Ye uploaded the video on Instagram and then others shared it on different platforms, including Twitter and YouTube.
These social media companies have content policies, such as rules against posting violent content, and violations can result in getting kicked off the service.
“Serious threats of harm to public and personal safety aren’t allowed,” according to Instagram’s community guidelines. “This includes specific threats of physical harm as well as threats of theft, vandalism, and other financial harm.”
Twitter’s rules state, “You may not threaten violence against an individual or a group of people. We also prohibit the glorification of violence.”
Twitter, Instagram and YouTube did not immediately respond to requests for comment on whether Ye’s video violates their policies.
Baker believes the video does breach Instagram’s terms of service because the threat “has been specifically made against Pete Davidson and disturbingly showing him being beheaded and buried.”
But social media companies are not legally obligated to take the material down, legal experts said. They enjoy broad legal protections, not only from creators if the content is taken down, but also from any claimants who may want the content removed.
“[It’s] very difficult for somebody to bring a claim against them on the basis of the content,” Delgado said.
Social networks have been under pressure to quickly react to offensive or dangerous material on their sites, a tricky and challenging endeavor to navigate amid a worldwide pandemic, the last presidential election and most recently, Russia’s invasion of Ukraine and concerns of about disinformation spread by Russian state controlled media outlets.
Several large companies have scaled up their content moderation efforts to address these issues.
“Content moderation at scale is impossible to do perfectly and nearly impossible to do well,” said David Greene, civil liberties director at the Electronic Frontier Foundation. “The volume of decisions that have to be made is enormous and the pace at which they have to be made is very fast.”
Not all music is protected under the 1st Amendment. In 2018, the Supreme Court of Pennsylvania upheld a decision that rap artist Jamal Knox could be held criminally liable for lyrics that name specific police officers and lists how he would harm them.

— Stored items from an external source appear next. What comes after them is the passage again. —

PR #348, opened 2021-04-08
Add error message to respond_to? predicate

rindek:
This was not reported on https://discourse.dry-rb.org/, though I think it can be treated as "typo", thus just straight PR:

When using Types.Interface, error is not produced in the `Dry::Schema::Result`

Ex.

```
Dry::Schema.Params { required(:a).filled(Types.Interface(:inv)) }.call(a: 1)
=> #<Dry::Schema::Result:0x1680>
```

The reason behind that is because errors message compiler can't find translation:
```
Dry::Schema::MissingMessageError (Message template for :a under "" was not found. Searched in:)
"en.dry_schema.errors.rules.a.respond_to?.arg.default"
"en.dry_schema.errors.rules.a.respond_to?"
"en.dry_schema.errors.respond_to?.failure"
"en.dry_schema.errors.respond_to?.value.a"
"en.dry_schema.errors.respond_to?.value.default.arg.default"
"en.dry_schema.errors.respond_to?.value.default"
"en.dry_schema.errors.respond_to?.arg.default"
"en.dry_schema.errors.respond_to?"
```

Expected:
```
Dry::Schema.Params { required(:a).filled(Types.Interface(:inv)) }.call(a: 1)
=> #<Dry::Schema::Result{:a=>1} errors={:a=>["must respond to inv"]}>
```

Adding a translation to `respond_to?` fixes the above issue

### DIFF
--- a/config/errors.yml
+++ b/config/errors.yml
@@ -87,6 +87,8 @@ en:
 
       type?: "must be %{type}"
 
+      respond_to?: "must respond to %{method}"
+
       size?:
         arg:
           default: "size must be %{size}"
--- a/lib/dry/schema/macros/dsl.rb
+++ b/lib/dry/schema/macros/dsl.rb
@@ -17,6 +17,7 @@ module Dry
 
         undef :eql?
         undef :nil?
+        undef :respond_to?
 
         # @!attribute [r] chain
         #   Indicate if the macro should append its rules to the provided trace
--- a/spec/integration/schema/predicates/respond_to_spec.rb
+++ b/spec/integration/schema/predicates/respond_to_spec.rb
@@ -1,7 +1,7 @@
 # frozen_string_literal: true
 
 RSpec.describe 'Predicates: Respond To' do
-  xcontext 'with required' do
+  context 'with required' do
     subject(:schema) do
       Dry::Schema.define { required(:foo) { respond_to?(:bar) } }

In that case, the circumstances surrounding the Knox case dealt with lyrics written about the musician’s arresting officers who were going to be witnesses in his case, said entertainment litigator Devin McRae with Early Sullivan Wright Gizer & McRae.
“You can see that there are a lot more circumstances that would lead one to believe it’s a true threat,” McRae said. “I think it would most likely be seen to be perhaps in bad taste but not legally actionable.”